▶ [TASK INSTRUCTIONS]: From the entries below, transcribe exactly the lines between the line holding "Let's start this architecture discussion." and the line holding "to pass [every", inclusive; skip all other lines.

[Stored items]
Issue #60, opened 2013-06-16
Pull Agents into Ruby Gems


cantino:
Let's start this architecture discussion.

I think Huginn Agents should be distributed as ruby gems, inheriting from a huginn-agent gem containing the base models and agent behaviors.  Agent gems should also be allowed to distributed partials and controllers for any custom agent behavior; as the agent model grows it will make sense to distribute dashboards and custom UIs for some types of agents.

What is the best way to organize a Rails system like this?  Engines?

PR #1366, opened 2016-03-23
Next attempt to pull Agents into gems

dsander:
The work is based on #920 and [cantino/huginn_agent](https://github.com/cantino/huginn_agent).

While I generally liked the idea of #1012 to add a "base agent" class which decouples the agent gems from active record it also added problems, for the specs to pass [every method call that needs active record has to be mocked, stubbed](https://github.com/darrencauthon/twitter_huginn_agents/blob/master/spec/twitter_huginn_agents/lost_follower_spec.rb#L19-L20) or abstracted in the base agent class.

This attempt follows #920 by only moving the agent classes and specs into  a gem and load them on startup. To ensure the agent gem works with Huginn I added a (at the moment messy) [rake task](https://github.com/kreuzwerker/DKT.huginn_agent/blob/8f841214d9196e2ef7a1962526fc05796d36b412/lib/tasks/spec.rake) which clones Huginn, injects the agent gem and runs the specs of the gem. 

Running the tests on travis works as well: https://travis-ci.org/kreuzwerker/DKT.huginn_nlp_agents

The source of the gem can be viewed [here](https://github.com/kreuzwerker/DKT.huginn_nlp_agents), the only change needed was adding `require 'huginn_agent/spec_helper'` (which requires all files in `spec/support/`) to the agent specs.

The pull request to `huginn_agent` can be viewed here: https://github.com/cantino/huginn_agent/pull/2

If we agree to follow this approach I am planning to make rake task universal and output more useful by shelling out using `open3`. Additionally adding a generator which creates the needed file structure for a new agent by running `huginn_agent new awesome_agent` would be cool.


davidwabnitz:
linking to discussion in #60

cantino:
Very cool!  I'll dig into this soon.

dsander:
I [added](https://github.com/cantino/huginn_agent/pull/2/commits/9d68d8993ec24551e84df4036d21ec936fb9208d) a generator to the `huginn_agent` gem. ` huginn_agent new test_agent` will create a new agent gem skeleton and attempt to add the needed `.env` configuration (assuming a .env was found in either `./huginn/.env`, `.env` or `~/huginn/.env`).
Running `bundle` and `bundle exec rake` inside the new agent directory should run the specs without issues.

darrencauthon:
> While I generally liked the idea of #1012 to add a "base agent" class which decouples the agent gems from active record it also added problems, for the specs to pass every method call that needs active record has to be mocked, stubbed or abstracted in the base agent class.

Ah, just for the record... the problems you're associating with that approach are a byproduct of **unit testing** code, not of the approach to abstracting out the code into a base class.  Even when I've written agents or contributed code to projects, I've had to use that same mock/stub/abstract approach to building my test scenarios.  Like this:

https://github.com/cantino/huginn/pull/1209/files#diff-026ea14cf5cd2e2f57acd81960c31114R30

It's just my personal position on testing, and a conclusion I've come to after writing thousands upon thousands of tests.  I know it's not shared by most Rails developers (Rails testing starts and ends with **integration tests**, even to the point that its concept of "unit tests" still hit the database), which is fine.  We all pay the consequences of our own decisions, and I'm learning not to get worked up over these differences of view. :smile:

I think that mocking and stubbing is great, as it frees me from the details that I don't care about -- like active record's serialization of hashes and the like.  I'm using the framework, so I'm going to assume they work and instead focus on **my code**.  I gain flexibility and simplicity in my tests, at the cost of the coverage that integration testing gives me. 

Anyway, I just wanted to explain that bit.  I really enjoyed the work I put into those pull requests, as they gave me a new look into abstracting by "projecting" an one thing (like my Rails-free BaseAgent) into an entirely different thing (like the Rails agent).  Ruby is a very powerful and fun language! :zap: :zap: :zap:

I like your approach, it's a very neat idea.  Good luck! :smile:

cantino:
I'm on vacation next week and looking forward to digging into this :)

cantino:
This took surprisingly little code!

dsander:
@cantino I was surprised as well, do you think the approach is worth pursuing?

cantino:
It seems like it.  The only real downside is that we lose the ability to update all Agents with a single commit, but since people may have private Agents, we don't really have that now anyway.

dsander:
I think we should keep our current agents in this repository and maybe move some with big dependencies into a `agents` directory like you did with the RssAgent in your PR.

What I am still uncertain about is how we will let the user add additional agent gems to the `Gemfile`. Something like `HUGINN_AGENT_n=huginn_nlp_agents;~> 0.2.1;git://...` could work.

cantino:
You mean adding Agents in the Docker context?

dsander:
Yes for docker users the gems have to be configurable via the environment. For the other installation methods it would still be helpful otherwise you would need to maintain a small fork (even if the changes would just be in `Gemfile*)`

cantino:
Hmm, good question.

I might suggest parens for the version strings.

`HUGINN_ADDITIONAL_GEMS=huginn_nlp_agents(~> 0.2.1),huginn_slack,huginn_uber(> 1.0)`

dsander:
That should work, maybe optional square brackets for a path or git url?

```
HUGINN_ADDITIONAL_GEMS=huginn_nlp_agents(~> 0.2.1)<git://github.com/...>,huginn_slack,huginn_uber(> 1.0)
```

cantino:
Torn between that and something like

`HUGINN_ADDITIONAL_GEMS=huginn_nlp_agents(v: ~> 0.2.1, url: git://github.com/...),huginn_slack,huginn_uber(v: > 1.0)`

or even

`HUGINN_ADDITIONAL_GEMS=huginn_nlp_agents(~> 0.2.1, git://github.com/...),huginn_slack(git@...),huginn_uber(> 1.0)`

because we can probably detect a GIT / URL vs a version.

dsander:
I went with a more verbose version which allows possible arguments of the `gem` command. Did I forget cover a use case?

lib/gemfile_helper.rb
```diff
@@ -19,8 +19,33 @@ def load_dotenv
                               )
     end
 
+    GEM_NAME = '[A-Za-z0-9\.\-\_]+'.freeze
+    GEM_OPTIONS = '(.+?)\s*(?:,\s*(.+?)){0,1}'.freeze
+    GEM_SEPARATOR = '\s*(?:,|\z)'.freeze
+    GEM_REGULAR_EXPRESSION = /(#{GEM_NAME})(?:\(#{GEM_OPTIONS}\)){0,1}#{GEM_SEPARATOR}/
+
+    def parse_agent_gems(string)
```
cantino: Maybe `parse_each_agent_gem(string)`?

lib/gemfile_helper.rb
```diff
@@ -19,8 +19,33 @@ def load_dotenv
...
+        yield [name, version, parse_gem_args(args)].compact
+      end
+    end
+
     private
 
+    def parse_gem_args(args)
+      return nil unless args
+      options = {}
+      args.scan(/(\w+):\s*(.+?)#{GEM_SEPARATOR}/).each do |key, value|
```
cantino: Maybe `[^,]+?` so it skips the separator, or does it not matter because of the `?`?

dsander: It should not matter, the `?` makes it non-greedy, so it will never match `,`.

dsander:
I would consider this feature complete now. Most of the changes are in https://github.com/cantino/huginn_agent/pull/2. Maybe we should move the discussion over there and continue here after `huginn_agent` PR is merged?

Gemfile
```diff
@@ -192,3 +193,7 @@ end
 if_true(ENV['DATABASE_ADAPTER'].strip == 'mysql2') do
   gem 'mysql2', '~> 0.3.20'
 end
+
+GemfileHelper.parse_each_agent_gem(ENV['ADDITIOANL_GEMS']) do |args|
```
darrencauthon: @dsander Just in case... should this be ```ADDITIONAL_GEMS```?

dsander: Yes :blush:, thanks!

dsander:
The specs are only failing because I bumped the `huginn_agent` version to 0.3.0 which is not release to rubygems yet. https://travis-ci.org/cantino/huginn/builds/138849715 is the last build.

lib/gemfile_helper.rb
```diff
@@ -19,8 +19,33 @@ def load_dotenv
                               )
     end
 
+    GEM_NAME = '[A-Za-z0-9\.\-\_]+'.freeze
+    GEM_OPTIONS = '(.+?)\s*(?:,\s*(.+?)){0,1}'.freeze
+    GEM_SEPARATOR = '\s*(?:,|\z)'.freeze
```
cantino: Should it be `\s*(?:,\s*|\z)` in case there are spaces after the comma?

dsander: It's not needed, spaces are not valid in the GEM_NAME expression they will be `.scan` will skip over them and start the next match when any character that is allowed in GEM_NAME is found. In the [specs](https://github.com/cantino/huginn/pull/1366/files/d830459341337eba121208a0afbf96fba434e5b2#diff-5f806d1ddd6f1709c07247893609d1e7R22) gem are separated with spaces.

cantino: Okay!

dsander:
Merged! Thanks for the feedback and reviews!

▶ [WRITTEN RESPONSE]:
Let's start this architecture discussion.

I think Huginn Agents should be distributed as ruby gems, inheriting from a huginn-agent gem containing the base models and agent behaviors.  Agent gems should also be allowed to distributed partials and controllers for any custom agent behavior; as the agent model grows it will make sense to distribute dashboards and custom UIs for some types of agents.

What is the best way to organize a Rails system like this?  Engines?

PR #1366, opened 2016-03-23
Next attempt to pull Agents into gems

dsander:
The work is based on #920 and [cantino/huginn_agent](https://github.com/cantino/huginn_agent).

While I generally liked the idea of #1012 to add a "base agent" class which decouples the agent gems from active record it also added problems, for the specs to pass [every method call that needs active record has to be mocked, stubbed](https://github.com/darrencauthon/twitter_huginn_agents/blob/master/spec/twitter_huginn_agents/lost_follower_spec.rb#L19-L20) or abstracted in the base agent class.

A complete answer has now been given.